Across all the entries, tally the lines holding the word "expose", and give the number by itself.

START The input

PR #492, opened 2015-08-26
database: Replace with new version.

davecgh:
**Requires #380, #491, and #650.**

This pull request removes the old database package, moves the new package into its place, and updates all imports accordingly.

[Review on Reviewable](https://reviewable.io/reviews/btcsuite/btcd/492)


davecgh:
Rebased.

davecgh:
Rebased.

davecgh:
Rebased to latest master (on top of blockchain_database2 branch).


---







Comments from the [review on Reviewable.io](https://reviewable.io:443/reviews/btcsuite/btcd/492)

davecgh:
Rebased to latest master (on top of blockchain_database2 branch).


---







Comments from the [review on Reviewable.io](https://reviewable.io:443/reviews/btcsuite/btcd/492)

davecgh:
Rebased to latest master (on top of blockchain_database2 branch).

davecgh:
Rebased to latest master (on top of blockchain_database2 branch).

jongillham:
Reviewed 9 of 97 files at r1, 5 of 134 files at r2, 6 of 12 files at r3, 3 of 7 files at r4, 119 of 125 files at r5.

---

*[database/interface.go, line 22 \[r5\]](https://reviewable.io:443/reviews/btcsuite/btcd/492#-K7gUIt-wrLfr_kCGXde:-K7gUIt-wrLfr_kCGXdf:828737186) ([raw file](https://github.com/btcsuite/btcd/blob/5f7d5ee2ba2132087f12c0a5a51d005bccfcea37/database/interface.go#L22)):*
Most of the `Cursor` methods don't return errors. What would be the best way to expose errors in the underlying storage implementation without these methods returning errors?

---

*[database/interface.go, line 177 \[r5\]](https://reviewable.io:443/reviews/btcsuite/btcd/492#-K7gSXWyW_DRTeYjR7FT:-K7gSXWyW_DRTeYjR7FU:-668507850) ([raw file](https://github.com/btcsuite/btcd/blob/5f7d5ee2ba2132087f12c0a5a51d005bccfcea37/database/interface.go#L177)):*
Would it make sense for this method to also return an error such as `Get(key []byte) ([]byte, error)` to signify errors in the underlying storage?

---


*Comments from the [review on Reviewable.io](https://reviewable.io:443/reviews/btcsuite/btcd/492)*

davecgh:

---

*[database/interface.go, line 22 \[r5\]](https://reviewable.io:443/reviews/btcsuite/btcd/492#-K7gUIt-wrLfr_kCGXde:-K8KKRM-tsYYlML3knwu:-1842149340) ([raw file](https://github.com/btcsuite/btcd/blob/5f7d5ee2ba2132087f12c0a5a51d005bccfcea37/database/interface.go#L22)):*
Hmm.  This is a fair point, but in my experience, the vast majority of cursor type interfaces only have errors on the initial cursor creation and deletion.  The rest is simply iterating through snapshots.  It's something worth considering.

---

*[database/interface.go, line 177 \[r5\]](https://reviewable.io:443/reviews/btcsuite/btcd/492#-K7gSXWyW_DRTeYjR7FT:-K8KL2OvAD8Wyxi49mP4:-1675017078) ([raw file](https://github.com/btcsuite/btcd/blob/5f7d5ee2ba2132087f12c0a5a51d005bccfcea37/database/interface.go#L177)):*
I honestly prefer the simplicity of not having an error since the caller is going to need check for malformed data when doing things with it anyways in which case it'll see the data is nil when it shouldn't be and know there is something kind of database error anyways.

That said, it probably should be changed since you can get better errors out of the underlying storage system that way.

---


*Comments from the [review on Reviewable.io](https://reviewable.io:443/reviews/btcsuite/btcd/492)*

jongillham:

---

*[database/interface.go, line 22 \[r5\]](https://reviewable.io:443/reviews/btcsuite/btcd/492#-K7gUIt-wrLfr_kCGXde:-K8Ks_zPGe5yYjSVf2_L:1438468109) ([raw file](https://github.com/btcsuite/btcd/blob/5f7d5ee2ba2132087f12c0a5a51d005bccfcea37/database/interface.go#L22)):*
I just reviewed several distributed key/value stores that I use/have used including Mongo, Cassandra & Google Datastore which all produce errors when stepping through their cursors as they stream their data. Of course you can preloading their entire cursor datasets into memory to simulate a snapshot although in this case `Bucket.Cursor() Cursor` would need to be changed to `Bucket.Cursor() (Cursor, error)` to cater for errors generating the snapshot. If this were the case then we are now limited to cursors that are small enough to fit into memory (which might be perfectly acceptable.)

---

*[database/interface.go, line 177 \[r5\]](https://reviewable.io:443/reviews/btcsuite/btcd/492#-K7gSXWyW_DRTeYjR7FT:-K8KdQ1mnT45xoHv7zyb:1179399087) ([raw file](https://github.com/btcsuite/btcd/blob/5f7d5ee2ba2132087f12c0a5a51d005bccfcea37/database/interface.go#L177)):*
I also prefer the simplicity of just `Get(key []byte) []byte`. It does however preclude the use of `Get` to test for the existence of a key value pair as the caller would not be able to differentiate between a pair not existing and a pair existing but there being an underlying database error. That might not be a contract that is needed with the interface though.

---


*Comments from the [review on Reviewable.io](https://reviewable.io:443/reviews/btcsuite/btcd/492)*

jongillham:
Review status: 5 of 110 files reviewed at latest revision, 3 unresolved discussions.

---

*[database/interface.go, line 104 \[r7\]](https://reviewable.io:443/reviews/btcsuite/btcd/492#-KATxfilOI6gEufB8_Ar:-KATxfilOI6gEufB8_As:1966010023) ([raw file](https://github.com/btcsuite/btcd/blob/9bc9ad27e6282e3dbd343a20f30f9c3114641acd/database/interface.go#L104)):*
It seems implicit that `DeleteBucket` should also recursively delete all nested buckets otherwise you would have nested buckets without any ability to access them. Maybe this should be explicitly stated?

---


*Comments from the [review on Reviewable.io](https://reviewable.io:443/reviews/btcsuite/btcd/492)*

davecgh:
Rebased to the latest master.

---

Reviewed 1 of 134 files at r2, 38 of 125 files at r5, 8 of 143 files at r6, 106 of 125 files at r7, 29 of 29 files at r8.
Review status: all files reviewed at latest revision, 3 unresolved discussions, some commit checks broke.

---

*[database/interface.go, line 22 \[r5\]](https://reviewable.io:443/reviews/btcsuite/btcd/492#-K7gUIt-wrLfr_kCGXde:-KBP8lSU_BDvcKuA8bSt:-521727589) ([raw file](https://github.com/btcsuite/btcd/blob/5f7d5ee2ba2132087f12c0a5a51d005bccfcea37/database/interface.go#L22)):*
Yeah, after doing a bit more research, I agree that you're correct.  I've mainly dealt with cursors on memory-mapped databases and hence the data is effectively in memory.  I was modelling it after that given that ultimately I would like to see a memory-mapped database backend.  I'm sure you've noticed several of the comments make reference to that.

However, since the interface is intended to be generic enough to support any database backend, the assumptions do not hold.

That said, I don't want to make the change in this pull request because it is only intended to delete the old database and move the new database2 package (which is already in master) in its place.

I think opening up a separate issue and creating a separate PR after the chain PR #491 and this one are in to expose errors is a fine idea.

---

*[database/interface.go, line 177 \[r5\]](https://reviewable.io:443/reviews/btcsuite/btcd/492#-K7gSXWyW_DRTeYjR7FT:-KBP7IOTfPOgYyl7y3pR:454940737) ([raw file](https://github.com/btcsuite/btcd/blob/5f7d5ee2ba2132087f12c0a5a51d005bccfcea37/database/interface.go#L177)):*
It is actually possible to test for existence because the interface guarantees that an empty byte slice will be returned for keys that exist as opposed to nil for those that don't.  As a result you can do the following:

```Go
value := bucket.Get(key)
if value == nil {
	fmt.Println("key does not exist")
} else if len(value) == 0 {
	fmt.Println("key exists but has no value")
}
```

I should also note that another nice property is taking the len of nil or an empty slice both result in 0, so in many cases where you don't care if it exists and simply that it's not empty, the following works:

```Go
value := bucket.Get(key)
if len(value) == 0 {
	fmt.Println("key either does not exist or exists but has no value")
}
```

---

*[database/interface.go, line 104 \[r7\]](https://reviewable.io:443/reviews/btcsuite/btcd/492#-KATxfilOI6gEufB8_Ar:-KBP7F6zm0WRjDfe96z6:-499146009) ([raw file](https://github.com/btcsuite/btcd/blob/9bc9ad27e6282e3dbd343a20f30f9c3114641acd/database/interface.go#L104)):*
Done.

---


*Comments from the [review on Reviewable.io](https://reviewable.io:443/reviews/btcsuite/btcd/492#-:-KBPANU4a4CHlK36Ogm3:-1823062526)*

jongillham:
Review status: 108 of 110 files reviewed at latest revision, 1 unresolved discussion.

---

*[database/interface.go, line 177 \[r5\]](https://reviewable.io:443/reviews/btcsuite/btcd/492#-K7gSXWyW_DRTeYjR7FT:-KBPTGsrE99Khf6JEScz:1587060339) ([raw file](https://github.com/btcsuite/btcd/blob/5f7d5ee2ba2132087f12c0a5a51d005bccfcea37/database/interface.go#L177)):*
My specific issue was if there's an underlying database error when `bucket.Get` is called. `value` might return `nil` but you wouldn't be able to distinguish whether that was because the key really doesn't exist or just temporarily couldn't be fetched from the database due to an underlying error.

On a separate but slightly related note, I have attempted to implement `database.Interface` to a couple of NoSQL databases and had limited success with the `Bucket` and `Cursor` interface mainly due to the nesting functionality. However, I imagine that these interface issues could be tackled in subsequent pull requests once your awesome work on `database`, `blockchain` and the ffldb implementation have been merged into master. (I feel that there should be some orthogonality between the `Tx`, blockchain storage functions and `Bucket/Cursor` interfaces as well as the complete removal of non-managed transaction options. Although I haven't reviewed all your code to understand why the design decisions are they way they are and I know I am late in the game to comment on such drastic changes.)

---


*Comments from the [review on Reviewable.io](https://reviewable.io:443/reviews/btcsuite/btcd/492)*

davecgh:
Reviewed 1 of 125 files at r5, 1 of 125 files at r7, 1 of 29 files at r8, 2 of 2 files at r9.

---

*[database/interface.go, line 177 \[r5\]](https://reviewable.io:443/reviews/btcsuite/btcd/492#-K7gSXWyW_DRTeYjR7FT:-KBRRFnjcIVCUu2jUIPt:1369913110) ([raw file](https://github.com/btcsuite/btcd/blob/5f7d5ee2ba2132087f12c0a5a51d005bccfcea37/database/interface.go#L177)):*
Agreed.  The interface will likely need some tweaks.  I had it up on github as a PR for something like 6 months and didn't ever really got a lot of feedback on the interface itself, so I'm glad to read you've been taking a serious look at it to identify these types of issues.  The speed improvements with all of the new PRs you mentioned versus the current code in master are *huge*, so I'm definitely focused on getting it finished up and merged to master before focusing on interface changes at this point.  However, after all of that code makes it in to master, we'll definitely want to address any interface issues so other backends can become a reality 

As far as the buckets, you'll probably have to implement them similar to how I did it in ffldb.  In particular it keeps a unique bucket counter that gives every new bucket (nested or not) a unique value.  Then, it maintains a bucket index that consists of keys which are a prefix followed by the bucket's parent id followed by its name and the value is the bucket's unique id.  With that, all keys are stored prefixed with the unique bucket id.  In that way, you can easily create a cursor over all items in a bucket by doing a prefix scan for the unique bucket id.  As far as checking for nested buckets, that too is easily done by a prefix scan for the bucket index prefix + parent bucket id.

---


*Comments from the [review on Reviewable.io](https://reviewable.io:443/reviews/btcsuite/btcd/492)*

davecgh:
Rebased to latest master (on top of blockchain_database2_index branch).

---

Reviewed 3 of 136 files at r1, 1 of 134 files at r2, 2 of 12 files at r3, 38 of 125 files at r5, 38 of 125 files at r7, 7 of 137 files at r10, 130 of 130 files at r11.

---



*Comments from the [review on Reviewable.io](https://reviewable.io:443/reviews/btcsuite/btcd/492#-:-KE-3k06Yjl6XpRwfGGL:-1742881976)*

davecgh:
Reviewed 1 of 134 files at r2, 38 of 125 files at r5, 38 of 125 files at r7, 38 of 130 files at r11, 130 of 130 files at r13.

---



*Comments from the [review on Reviewable.io](https://reviewable.io:443/reviews/btcsuite/btcd/492)*

davecgh:
Rebased to the latest master (on top of blockchain_database2_index branch).

---

Reviewed 1 of 134 files at r2, 38 of 125 files at r5, 38 of 125 files at r7, 38 of 130 files at r11, 38 of 130 files at r13, 2 of 132 files at r14, 130 of 130 files at r15.

---



*Comments from [Reviewable](https://reviewable.io:443/reviews/btcsuite/btcd/492#-:-KEn60oFleCQxvsugZi6:-1157934953)*

davecgh:
Rebased to the latest master (on top of blockchain_database2_index branch).

---

Reviewed 1 of 134 files at r2, 38 of 125 files at r5, 38 of 125 files at r7, 38 of 130 files at r11, 38 of 130 files at r13, 38 of 130 files at r15, 1 of 131 files at r16, 130 of 130 files at r17.

---



*Comments from [Reviewable](https://reviewable.io:443/reviews/btcsuite/btcd/492#-:-KF57zpPtgI_uvGMFJ_4:-1157934953)*

davecgh:
Rebased to the latest master (on top of blockchain_database2_index branch).

---

Reviewed 1 of 134 files at r2, 38 of 125 files at r5, 38 of 125 files at r7, 38 of 130 files at r11, 38 of 130 files at r13, 38 of 130 files at r15, 38 of 130 files at r17, 1 of 131 files at r18, 130 of 130 files at r19.

---



*Comments from [Reviewable](https://reviewable.io:443/reviews/btcsuite/btcd/492#-:-KF6VvLu3rSlluD2cOw-:-1157934953)*

dajohi:
OK

jrick:
ok

PR #494, opened 2015-08-29
Improve mru inventory map and test cov to 100%.

davecgh:
This pull request improves the most-recently used inventory map human readable string to only show the inventory vectors. and adds tests for the entire structure to bring its coverage to 100%.

In addition, removes the type assertion check in the Add function since the internal inventory list is only managed by the type itself and the tests would now catch any mistakes in the type of entries in the list.


jcvernaleo:
@davecgh New tests look at all good to me.  So OK to go in by me.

END The input

### Written response
2